**Problem requirements**
Could you reproduce all of the following entries exactly?
------------------------------
Issue #642, opened 2019-08-07
The front-end is in Arabic if the user's language doesn't exist


AnaGelez:
If your browser is configured so that `navigator.language` is not one the language Plume's front-end is translated in, the front-end (mostly the editor) will be in Arabic. It should probably be in English instead.

The issue lays here: https://github.com/Plume-org/Plume/blob/master/plume-front/src/main.rs#L52 (`catalogs[0]` is the one for Arabic).

- **Plume version:** 0.3.0
- **Operating system:** Any
- **Web Browser:** Any

PR #648, opened 2019-08-22
Fix issue #642, frontend not in english if the user language does not exist

requiem958:
Fix [#642](https://github.com/Plume-org/Plume/issues/642)

Iterate over catalogs to find the english index and then use it instead of 0.

### DIFF
--- a/plume-front/src/main.rs
+++ b/plume-front/src/main.rs
@@ -47,9 +47,11 @@ lazy_static! {
         let lang = js! { return navigator.language }.into_string().unwrap();
         let lang = lang.splitn(2, '-').next().unwrap_or("en");
 
-        let english_position = catalogs.iter()
-	    .position(|(language_code,_)| *language_code == "en").unwrap();
-	catalogs
+        let english_position = catalogs
+            .iter()
+            .position(|(language_code, _)| *language_code == "en")
+            .unwrap();
+        catalogs
             .iter()
             .find(|(l, _)| l == &lang)
             .unwrap_or(&catalogs[english_position])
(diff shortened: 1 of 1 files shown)


plume-front/src/main.rs
```diff
@@ -46,10 +46,15 @@ lazy_static! {
         let catalogs = include_i18n!();
         let lang = js! { return navigator.language }.into_string().unwrap();
         let lang = lang.splitn(2, '-').next().unwrap_or("en");
+
+        let english_position = catalogs
```
igalic: this should be either a (cached?) constant, or a (cached?) config value

plume-front/src/main.rs
```diff
@@ -46,10 +46,15 @@ lazy_static! {
...
+            .iter()
+            .position(|(language_code, _)| *language_code == "en")
+            .unwrap();
```
igalic: while i understand that this is a simple operation, i don't think we need to do it every time

igalic: actually, never mind, this is an operation that's only dealing with things known at compile time

the optimiser will probably inline this as a constant literal

plume-front/src/main.rs
requiem958: It should be a constant yes, but the rust doc of constant says : 

> Constants can be set only to a constant expression and not to the result of a function call or any other value that will be computed at runtime.
So i thought the keyword const was forbidden in this case.

fdb-hiroshima: All this is in a lazy_static! call, so the result will be evaluated only one time, the first time CATALOG is accessed. The only thing it's not is cached between two different page loading, but that's not necessary imo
------------------------------
**Answer section**
Issue #642, opened 2019-08-07
The front-end is in Arabic if the user's language doesn't exist


AnaGelez:
If your browser is configured so that `navigator.language` is not one the language Plume's front-end is translated in, the front-end (mostly the editor) will be in Arabic. It should probably be in English instead.

The issue lays here: https://github.com/Plume-org/Plume/blob/master/plume-front/src/main.rs#L52 (`catalogs[0]` is the one for Arabic).

- **Plume version:** 0.3.0
- **Operating system:** Any
- **Web Browser:** Any

PR #648, opened 2019-08-22
Fix issue #642, frontend not in english if the user language does not exist

requiem958:
Fix [#642](https://github.com/Plume-org/Plume/issues/642)

Iterate over catalogs to find the english index and then use it instead of 0.

### DIFF
--- a/plume-front/src/main.rs
+++ b/plume-front/src/main.rs
@@ -47,9 +47,11 @@ lazy_static! {
         let lang = js! { return navigator.language }.into_string().unwrap();
         let lang = lang.splitn(2, '-').next().unwrap_or("en");
 
-        let english_position = catalogs.iter()
-	    .position(|(language_code,_)| *language_code == "en").unwrap();
-	catalogs
+        let english_position = catalogs
+            .iter()
+            .position(|(language_code, _)| *language_code == "en")
+            .unwrap();
+        catalogs
             .iter()
             .find(|(l, _)| l == &lang)
             .unwrap_or(&catalogs[english_position])
(diff shortened: 1 of 1 files shown)


plume-front/src/main.rs
```diff
@@ -46,10 +46,15 @@ lazy_static! {
         let catalogs = include_i18n!();
         let lang = js! { return navigator.language }.into_string().unwrap();
         let lang = lang.splitn(2, '-').next().unwrap_or("en");
+
+        let english_position = catalogs
```
igalic: this should be either a (cached?) constant, or a (cached?) config value

plume-front/src/main.rs
```diff
@@ -46,10 +46,15 @@ lazy_static! {
...
+            .iter()
+            .position(|(language_code, _)| *language_code == "en")
+            .unwrap();
```
igalic: while i understand that this is a simple operation, i don't think we need to do it every time

igalic: actually, never mind, this is an operation that's only dealing with things known at compile time

the optimiser will probably inline this as a constant literal

plume-front/src/main.rs
requiem958: It should be a constant yes, but the rust doc of constant says : 

> Constants can be set only to a constant expression and not to the result of a function call or any other value that will be computed at runtime.
So i thought the keyword const was forbidden in this case.

fdb-hiroshima: All this is in a lazy_static! call, so the result will be evaluated only one time, the first time CATALOG is accessed. The only thing it's not is cached between two different page loading, but that's not necessary imo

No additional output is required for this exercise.